Pre- and Post-Submission Support for Global Regulatory Compliance

At CLINZTECH, we specialize in providing end-to-end regulatory submission services to support pharmaceutical and API manufacturers across global markets. From dossier compilation to post-submission lifecycle management, our regulatory experts ensure that your submissions meet the highest standards of accuracy, format, and compliance—accelerating approval timelines and reducing regulatory risk.

Pre-Submission Services

1. Drug Master File (DMF) Compilation

• US and Europe Markets (Modules 1, 2, and 3)
  Using Knowledge Net Software, we ensure seamless compilation of DMFs in eCTD format as per current FDA and EMA guidelines.
• Brazil (ANVISA) and Rest of World (ROW) Markets
  Specialized compilation of dossiers tailored to ANVISA’s Module 1 specifications and region-specific regulatory requirements.
• India (DCGI/CDSCO)
  Compilation and submission of Type I/II/III DMFs per Indian regulations, with full compliance to DCGI/CDSCO guidance.

2. Certification and Compliance Submissions

• Certificate of Suitability (CEP)
  Preparation and submission to the European Directorate for the Quality of Medicines (EDQM) to demonstrate compliance with the European Pharmacopoeia monographs.
• Active Substance Master File (ASMF)
  Structured compilation for submission to the European Medicines Agency (EMA) and other national competent authorities in the EU.

3. Technical Review and Documentation Support

• Chemistry, Manufacturing, and Control (CMC) Review
  In-depth review of CMC data and documents to ensure technical accuracy and regulatory alignment for Module 3.
• Technical Documentation Evaluation
  Expert review of documents received from customers to verify completeness, accuracy, and readiness for regulatory filing.
• Quality Overall Summary (QOS)
  Preparation of a concise and comprehensive QOS for Module 2, summarizing critical quality-related information from Module 3.

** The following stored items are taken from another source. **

PR #1426, opened 2025-10-07
feat(semantic): add support for parsing Julia versions

mbauman:
Julia's [version numbers](https://docs.julialang.org/en/v1/base/base/#Base.VersionNumber) are definitionally Semantic Versions

### DIFF
--- a/semantic/parse_test.go
+++ b/semantic/parse_test.go
@@ -35,6 +35,7 @@ var ecosystems = []string{
 	"GHC",
 	"Go",
 	"Hex",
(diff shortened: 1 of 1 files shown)


G-Rath (changes requested):
can you please add Julia to the [`ecosystems` list in the tests](https://github.com/google/osv-scalibr/blob/main/semantic/parse_test.go#L24)

G-Rath (approved):

another-rex (approved):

eCTD Filing and Lifecycle Management

• eCTD Compilation and Submission (US & Europe)
  Fully compliant electronic Common Technical Document (eCTD) submissions using Knowledge Net Software, aligned with FDA, EMA, and ICH guidelines.
• Submission Readiness and Formatting
  Document formatting, hyper-linking, bookmarking, and validation to ensure eCTD structure integrity.

Post-Submission Services

Our regulatory services don’t end at submission—we provide full post-submission support to maintain compliance throughout the product lifecycle.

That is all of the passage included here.